Your answer is every line of the material below in which the string "where" occurs.
━━━━━ DATA SECTION
PR #5137, opened 2022-02-01
MONGOID-5204 default_scopes duplication, query scope inconsistency

Neilshweky:
Look at the following comment: https://jira.mongodb.org/browse/MONGOID-5204?focusedCommentId=4328701&page=com.atlassian.jira.plugin.system.issuetabpanels:comment-tabpanel#comment-4328701

The functionality after this PR is as follows: 
```
(byebug) Sound.where(active: true)
#<Mongoid::Criteria
  selector: {"active"=>true}
  options:  {}
  class:    Sound
  embedded: false>
(byebug) Sound.where(active: true).where(active: true)
#<Mongoid::Criteria
  selector: {"active"=>true}
  options:  {}
  class:    Sound
  embedded: false>
(byebug) Sound.where(active: true).where(active: true).where(active:false)
#<Mongoid::Criteria
  selector: {"active"=>true, "$and"=>[{"active"=>false}]}
  options:  {}
  class:    Sound
  embedded: false>
(byebug) Sound.where(active: true).where(active: true).where(active:false).where(active:true)
#<Mongoid::Criteria
  selector: {"active"=>true, "$and"=>[{"active"=>false}]}
  options:  {}
  class:    Sound
  embedded: false>
```
which makes sense to me.

### DIFF
--- a/lib/mongoid/criteria/queryable/storable.rb
+++ b/lib/mongoid/criteria/queryable/storable.rb
@@ -54,7 +54,7 @@ module Mongoid
               # adding them to the existing hash.
               new_value = selector[field].merge(value)
               selector.store(field, new_value)
-            else
+            elsif selector[field] != value
               add_operator_expression('$and', [{field => value}])
             end
           else
--- a/spec/mongoid/scopable_spec.rb
+++ b/spec/mongoid/scopable_spec.rb
@@ -110,6 +110,21 @@ describe Mongoid::Scopable do
         expect(Band).to be_default_scoping
       end
     end
+    
+    context "when parent class has default scope" do 
+      
+      before do 
+        Sound.send(:include, Ownable)
+      end
+      
+      let (:selector) do 
+        AudibleSound.all.selector
+      end
+      
+      it "the subclass doesn't duplicate the default scope in the selector" do
+        expect(selector).to eq({'active' => true})
+      end
+    end
   end
 
   describe ".default_scopable?" do
--- a/spec/mongoid/scopable_spec.rb
+++ b/spec/mongoid/scopable_spec.rb
@@ -110,13 +110,13 @@ describe Mongoid::Scopable do
         expect(Band).to be_default_scoping
       end
     end
-    
-    context "when parent class has default scope" do 
-      
-      let (:selector) do 
+
+    context "when parent class has default scope" do
+
+      let (:selector) do
         AudibleSound.all.selector
       end
-      
+
       it "the subclass doesn't duplicate the default scope in the selector" do
         expect(selector).to eq({'active' => true})
       end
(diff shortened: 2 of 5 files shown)


braindeaf (commented):
I will note that we added a similar fix (which we rolled into production last week). We ended up with odd case where occasional updates complained of nil.reset_strategies!

If it successfully added the expression it would return self after the new criteria changes had been applied. In this case we had to ensure that the method returned self if no changes were made.

braindeaf:
> I will note that we added a similar fix (which we rolled into production last week). We ended up with odd case where occasional updates complained of nil.reset_strategies!
> 
> If it successfully added the expression it would return self after the new criteria changes had been applied. In this case we had to ensure that the method returned self if no changes were made.

I'm gonna take that back...

```
  return self if selector[field] == value

  add_operator_expression('$and', [{field => value}])
end
```

I returned early which is why it didn't work. Cool, this looks good anyway thank you for looking at it :)

spec/mongoid/scopable_spec.rb
```diff
@@ -110,6 +110,21 @@
         expect(Band).to be_default_scoping
       end
     end
+    
+    context "when parent class has default scope" do 
+      
+      before do 
+        Sound.send(:include, Ownable)
```
p-mongo, line 117: Why is this include here and not in the model definition itself?

p-mongo: A test should not be mutating model classes. Either this test needs a new model class or one of the existing defintions needs to be changed in a way that doesn't break any of the other tests.

lib/mongoid/criteria/queryable/storable.rb
```diff
@@ -54,7 +54,7 @@ def add_field_expression(field, value)
               # adding them to the existing hash.
               new_value = selector[field].merge(value)
               selector.store(field, new_value)
-            else
+            elsif selector[field] != value
```
p-mongo, line 57: :+1:

spec/mongoid/scopable_spec.rb
Neilshweky: I was actually just following an example [here](https://github.com/mongodb/mongoid/blob/5c90efb00347e25d8b5ff0ce27d00ac8c906f0e2/spec/mongoid/fields_spec.rb#L1198) that does the same thing. This is done to allow for access of the subclass that lives in the same file without giving it its own file. I can just put the subclass in its own file instead, no big deal.

Neilshweky: done

p-mongo: I see, this is one of the things in the existing code that we shouldn't be doing going forward.

p-mongo (approved):

comandeo (approved):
━━━━━━━━━━
### [FINISHED TASK]
(byebug) Sound.where(active: true)
(byebug) Sound.where(active: true).where(active: true)
(byebug) Sound.where(active: true).where(active: true).where(active:false)
(byebug) Sound.where(active: true).where(active: true).where(active:false).where(active:true)
I will note that we added a similar fix (which we rolled into production last week). We ended up with odd case where occasional updates complained of nil.reset_strategies!
> I will note that we added a similar fix (which we rolled into production last week). We ended up with odd case where occasional updates complained of nil.reset_strategies!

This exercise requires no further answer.